An exact transcription of all the data is the expected reply.

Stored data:
══════════════════════════════
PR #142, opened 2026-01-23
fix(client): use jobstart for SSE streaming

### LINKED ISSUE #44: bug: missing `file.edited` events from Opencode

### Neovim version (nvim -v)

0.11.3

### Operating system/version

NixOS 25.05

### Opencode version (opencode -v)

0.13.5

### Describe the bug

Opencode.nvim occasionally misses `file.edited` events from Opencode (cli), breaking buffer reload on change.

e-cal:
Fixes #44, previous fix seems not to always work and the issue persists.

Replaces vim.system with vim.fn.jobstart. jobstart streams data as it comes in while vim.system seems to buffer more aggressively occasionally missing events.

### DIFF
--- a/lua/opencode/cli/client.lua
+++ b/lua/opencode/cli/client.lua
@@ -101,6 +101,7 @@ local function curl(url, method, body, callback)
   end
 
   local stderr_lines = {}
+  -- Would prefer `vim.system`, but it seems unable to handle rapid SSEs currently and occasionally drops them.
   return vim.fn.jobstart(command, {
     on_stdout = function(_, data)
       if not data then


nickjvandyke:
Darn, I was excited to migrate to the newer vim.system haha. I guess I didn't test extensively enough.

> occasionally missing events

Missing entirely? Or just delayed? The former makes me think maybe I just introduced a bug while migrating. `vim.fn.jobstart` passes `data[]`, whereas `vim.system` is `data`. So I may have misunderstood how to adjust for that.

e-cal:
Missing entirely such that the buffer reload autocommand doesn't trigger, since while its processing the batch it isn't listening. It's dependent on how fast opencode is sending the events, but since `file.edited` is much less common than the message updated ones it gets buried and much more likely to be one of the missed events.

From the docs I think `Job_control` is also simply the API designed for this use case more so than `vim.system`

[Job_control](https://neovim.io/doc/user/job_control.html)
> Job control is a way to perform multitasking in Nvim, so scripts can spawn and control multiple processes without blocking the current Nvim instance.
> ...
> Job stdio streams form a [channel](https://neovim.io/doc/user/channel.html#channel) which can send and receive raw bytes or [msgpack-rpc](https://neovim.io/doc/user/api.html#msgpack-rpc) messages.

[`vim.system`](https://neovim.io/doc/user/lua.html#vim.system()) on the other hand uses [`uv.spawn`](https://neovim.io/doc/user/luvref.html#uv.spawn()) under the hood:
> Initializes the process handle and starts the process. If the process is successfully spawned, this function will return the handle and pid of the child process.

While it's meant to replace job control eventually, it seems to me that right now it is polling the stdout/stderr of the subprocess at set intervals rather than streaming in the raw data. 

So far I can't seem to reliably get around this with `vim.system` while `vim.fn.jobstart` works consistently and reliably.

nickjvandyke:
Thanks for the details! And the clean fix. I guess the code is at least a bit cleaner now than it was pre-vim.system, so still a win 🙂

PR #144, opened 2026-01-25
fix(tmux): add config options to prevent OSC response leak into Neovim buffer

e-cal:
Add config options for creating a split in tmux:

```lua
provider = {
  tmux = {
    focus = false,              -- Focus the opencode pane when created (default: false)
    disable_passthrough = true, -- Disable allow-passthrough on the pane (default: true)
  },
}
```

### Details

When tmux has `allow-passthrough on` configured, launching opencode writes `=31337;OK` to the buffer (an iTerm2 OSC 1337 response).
══════════════════════════════
- [WRITTEN SOLUTION]:
PR #142, opened 2026-01-23
fix(client): use jobstart for SSE streaming

### LINKED ISSUE #44: bug: missing `file.edited` events from Opencode

### Neovim version (nvim -v)

0.11.3

### Operating system/version

NixOS 25.05

### Opencode version (opencode -v)

0.13.5

### Describe the bug

Opencode.nvim occasionally misses `file.edited` events from Opencode (cli), breaking buffer reload on change.

e-cal:
Fixes #44, previous fix seems not to always work and the issue persists.

Replaces vim.system with vim.fn.jobstart. jobstart streams data as it comes in while vim.system seems to buffer more aggressively occasionally missing events.

### DIFF
--- a/lua/opencode/cli/client.lua
+++ b/lua/opencode/cli/client.lua
@@ -101,6 +101,7 @@ local function curl(url, method, body, callback)
   end
 
   local stderr_lines = {}
+  -- Would prefer `vim.system`, but it seems unable to handle rapid SSEs currently and occasionally drops them.
   return vim.fn.jobstart(command, {
     on_stdout = function(_, data)
       if not data then


nickjvandyke:
Darn, I was excited to migrate to the newer vim.system haha. I guess I didn't test extensively enough.

> occasionally missing events

Missing entirely? Or just delayed? The former makes me think maybe I just introduced a bug while migrating. `vim.fn.jobstart` passes `data[]`, whereas `vim.system` is `data`. So I may have misunderstood how to adjust for that.

e-cal:
Missing entirely such that the buffer reload autocommand doesn't trigger, since while its processing the batch it isn't listening. It's dependent on how fast opencode is sending the events, but since `file.edited` is much less common than the message updated ones it gets buried and much more likely to be one of the missed events.

From the docs I think `Job_control` is also simply the API designed for this use case more so than `vim.system`

[Job_control](https://neovim.io/doc/user/job_control.html)
> Job control is a way to perform multitasking in Nvim, so scripts can spawn and control multiple processes without blocking the current Nvim instance.
> ...
> Job stdio streams form a [channel](https://neovim.io/doc/user/channel.html#channel) which can send and receive raw bytes or [msgpack-rpc](https://neovim.io/doc/user/api.html#msgpack-rpc) messages.

[`vim.system`](https://neovim.io/doc/user/lua.html#vim.system()) on the other hand uses [`uv.spawn`](https://neovim.io/doc/user/luvref.html#uv.spawn()) under the hood:
> Initializes the process handle and starts the process. If the process is successfully spawned, this function will return the handle and pid of the child process.

While it's meant to replace job control eventually, it seems to me that right now it is polling the stdout/stderr of the subprocess at set intervals rather than streaming in the raw data. 

So far I can't seem to reliably get around this with `vim.system` while `vim.fn.jobstart` works consistently and reliably.

nickjvandyke:
Thanks for the details! And the clean fix. I guess the code is at least a bit cleaner now than it was pre-vim.system, so still a win 🙂

PR #144, opened 2026-01-25
fix(tmux): add config options to prevent OSC response leak into Neovim buffer

e-cal:
Add config options for creating a split in tmux:

```lua
provider = {
  tmux = {
    focus = false,              -- Focus the opencode pane when created (default: false)
    disable_passthrough = true, -- Disable allow-passthrough on the pane (default: true)
  },
}
```

### Details

When tmux has `allow-passthrough on` configured, launching opencode writes `=31337;OK` to the buffer (an iTerm2 OSC 1337 response).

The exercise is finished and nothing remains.